Climate Impacts and Adaptation Network
Site under construction

We are a dynamic team of natural and social scientists from the Institute for Climate and Atmospheric Science and the Sustainability Research Instititute. We work together to develop holistic approaches to environmental and sustainability research.

As well as working together on a range of projects, we have regular meetings that range from formal presentation and discussion to more informal 'Climate lunches'. For more details read this document or contact Andy Challinor.

Members
Me. Andy Challinor works on the knowledge base underpinning the food security of populations vulnerable to climate variability and global environmental change. Research to date has focused on the predictability of crop yields in tropical regions on timescales from a season to many decades. This involves data analysis and modelling work, in particular simulation of the fundamental biological and physical processes and quantifying related uncertainties. Through these simulations, and analysis of crop germplasm, the potential for adaptation to climate change can be assessed.
Me. Emma Tompkins researches how societies can and should adapt to climate change. She has specific interests in developing generic rules for knowledge transfer across social groups and cultural contexts, i.e. how and why some individuals and groups engage in anticipatory adaptation and others do not; the role of governance in enabling and constraining climate change responses and identifying the psychological and economic limits to adaptation.
Elisabeth Simelton is currently investigating how grain harvests are related to socio economic sensitivity to drought at global and national scales. The work has implications for climate change adaptation policies as well as a potential to account for farmers adaptation in crop-models, as complement to parameters regulating bio-physical adaptation processes. With a background in geography, her research has concerned various aspects of agricultural and forestry land use, including climate impacts on wheat in China. Between 1998 and 2002 she worked in rural development projects in Asia, primarily training farmers and agricultural extension officers.
Lindsay Stringer focusses her research on land degradation, desertification and climate change. Her work looks at the links between these challenges in terms of the ways they are managed by both local populations and at the policy level.
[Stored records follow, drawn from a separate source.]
PR #2588, opened 2017-08-11
Reduce notification e-mail spam score.

### LINKED ISSUE #2587: Improve spam score of netdata email notifications
In some cases netdata notification emails have to go through some antispam (even though it is probably a good thing to have them only run in some internal network, or whitelist these kinds of emails, in some cases this is not possible). 

According to rspamd I get the following : 

```
X-Spamd-Result: default: False [5.00 / 30.00]
 MIME_HEADER_CTYPE_ONLY(2.00)
 FORGED_SENDER(0.30)
 MIME_HTML_ONLY(0.20)
 R_MISSING_CHARSET(2.50)
```

We can't do anything about FORGED_SENDER, but I guess the others could be fixed.

Ferroin:
This adds Content-Disposition and Content-Transfer-Encoding headers to the HTML and text/plain e-mail bodies, thus eliminating one of the issues that tools like Spamassassin check for.

The value `inline` for the Content-Disposition is largely ignored by most e-mail clients these days, but may cause some older clients to display both parts of the message.  It's usage here is consistent with what most e-mail clients set when sending both HTML and text/plain components.

The value `8bit` for the Content-Type-Encoding clarifies that there is unescaped binary data in the text, but that it is limited to 998 character lines and only uses CR and LF at the end of the lines.  `7bit` would work also when dealing with sending the messages in English, and technically be more widely compatible, but we can't assume that the message content will not contain 8-bit characters because certain components (specifically, at least the host name and chart name) may contain Unicode codepoints above 127.

Ideally, we also need to add `charset=` parameters to the Content-Type header for both components, but that requires a bit more work because it's non-trivial to translate the locale's character set to an IANA character set.

Partially fixes #2587

### DIFF
--- a/conf.d/health_alarm_notify.conf
+++ b/conf.d/health_alarm_notify.conf
@@ -105,6 +105,13 @@ SEND_EMAIL="YES"
 DEFAULT_RECIPIENT_EMAIL="root"
 # to receive only critical alarms, set it to "root|critical"
 
+# Optionally specify the encoding to list in the Content-Type header.
+# This doesn't change what encoding the e-mail is sent with, just what
+# the headers say it was encoded as.
+# This shouldn't need to be changed as it will almost always be
+# autodetected from the environment.
+#EMAIL_CHARSET="UTF-8"
+
 
 #------------------------------------------------------------------------------
 # pushover (pushover.net) global notification options
--- a/plugins.d/alarm-notify.sh
+++ b/plugins.d/alarm-notify.sh
@@ -1402,6 +1402,8 @@ This is a MIME-encoded multipart message
 
 --multipart-boundary
 Content-Type: text/plain
+Content-Disposition: inline
+Content-Transfer-Encoding: 8bit
 
 ${host} ${status_message}
 
@@ -1418,6 +1420,8 @@ Notification generated on ${this_host}
 
 --multipart-boundary
 Content-Type: text/html
+Content-Disposition: inline
+Content-Transfer-Encoding: 8bit
 
 <!DOCTYPE html PUBLIC "-//W3C//DTD XHTML 1.0 Transitional//EN" "http://www.w3.org/TR/xhtml1/DTD/xhtml1-transitional.dtd">
 <html xmlns="http://www.w3.org/1999/xhtml" style="font-family: 'Helvetica Neue', Helvetica, Arial, sans-serif; box-sizing: border-box; font-size: 14px; margin: 0; padding: 0;">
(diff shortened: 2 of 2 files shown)


ktsaou:
Thanks!

I think charset can be set to iso8859-1 or anything that has the ASCII set in it. netdata is not unicode aware and currently everything is in English. So, iso8859-1 is a good choice.

Do you want to add this too before merging it?

ktsaou:
Regarding the charset, we could also add an option to `health_alarm_notify.conf` so that users could set their own if the internal default is not good enough for them.

As I see it, only the hostname could be problematic (since we do not control it).

ivanaxel:
Thanks!

I think charset can be set to iso8859-1 or anything that has the ASCII set in it. netdata is not unicode aware and currently everything is in English. So, iso8859-1 is a good choice.

Do you want to add this too before merging it?

ktsaou:
yes, please do.

Ferroin:
I'll be happy to add it, but still I'm not 100% certain that it's correct.  While netdata itself is not unicode aware, it's not netdata that's composing the message, it's the shell that's running the script, and that will almost always be unicode aware.

I also contend that the chart name may not be ASCII either.  At minimum, I think it's possible for the fping plugin to produce chart names that aren't ASCII if it's told to check hosts with non-punycode encoded hostnames.

Ferroin:
OK, just did a bit more digging.  I hadn't realized that MIME charset names are case insensitive (and I feel like a bit of an idiot because of this, seeing as I already knew that the MIME type is case insensitive), which, combined with verifying that the glibc, musl, and uClibc locale definitions use MIME charset names, means it's actually trivial to pull this information out of the environment.  I'll look at getting that added in tomorrow with a commit message clarifying the discrepancy in this commit message.  I'll also see about having a way to override the charset from `health_alarm_notify.conf`.

Additionally, just to clarify my earlier comment, we _should_ be find just making sure we match the character set we claim in the MIME headers to the system locale setting.  For both the hostname, and chart names, netdata appears to do no special handling for a particular encoding, which in turn means that the values will already be encoded to match the system local.

Ferroin:
OK, just pushed out a commit with the encoding related changes.  That part has only been very lightly tested, as I don't really have the infrastructure to verify it.

Ferroin:
Forgot to mention, with this new commit added, this should completely fix #2587.

ktsaou:
Thanks!
I can't verify it either. What do you think? merge it?
I think we can merge it if the emails are delivered (and I don't see anything that could break it). Could you please test basic email delivery works (to gmail for example)?

Ferroin:
I've since double checked on one of my systems that throws a warning every night (nightly backups tend to send the disk backlog into the 6+ digit range), and it appears to work.

I'd be more worried with how e-mail clients handle it though than MTA's, this can all impact how the client renders it.  On that note, Thunderbird, GMail, and Mutt display no apparent differences in handling with these changes.

ktsaou:
Ok, we can merge it then. Presentation is something we can fix later. What should never happen is prevent alarms from being sent...

PR #2596, opened 2017-08-14
Exclude sys_fs_cgroup.c from compilation on FreeBSD and macOS

vlvkobal:
Fixes `netdata` compilation issue on FreeBSD and macOS after #2539


ktsaou:
thanks!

LindsayÇs research areas are mostly located in southern Africa (Swaziland) although more recently she has been working in Eastern Europe (in the southern part of Romania). She also works closely with the United Nations on issues of scientific and local knowledge, helping to develop pathways through which local adaptations, scientific knowledge and policy can better support one another.
Evan Fraser is a senior lecturer and holds an ESRC research fellowship on vulnerability and food systems. His background is in anthropology and he has worked on historic cases where climate perturbations have caused massive famines. He is the author of approximately 30 reviewed articles and book chapters on these issues and has two forthcoming popular science and history books on related subjects: Beef: the untold story of how meat, muscle and milk shaped the modern world (Harper Collins 2008) and Empires of Food: How civilization rises and falls on the food trade (Simon and Schuster, 2010).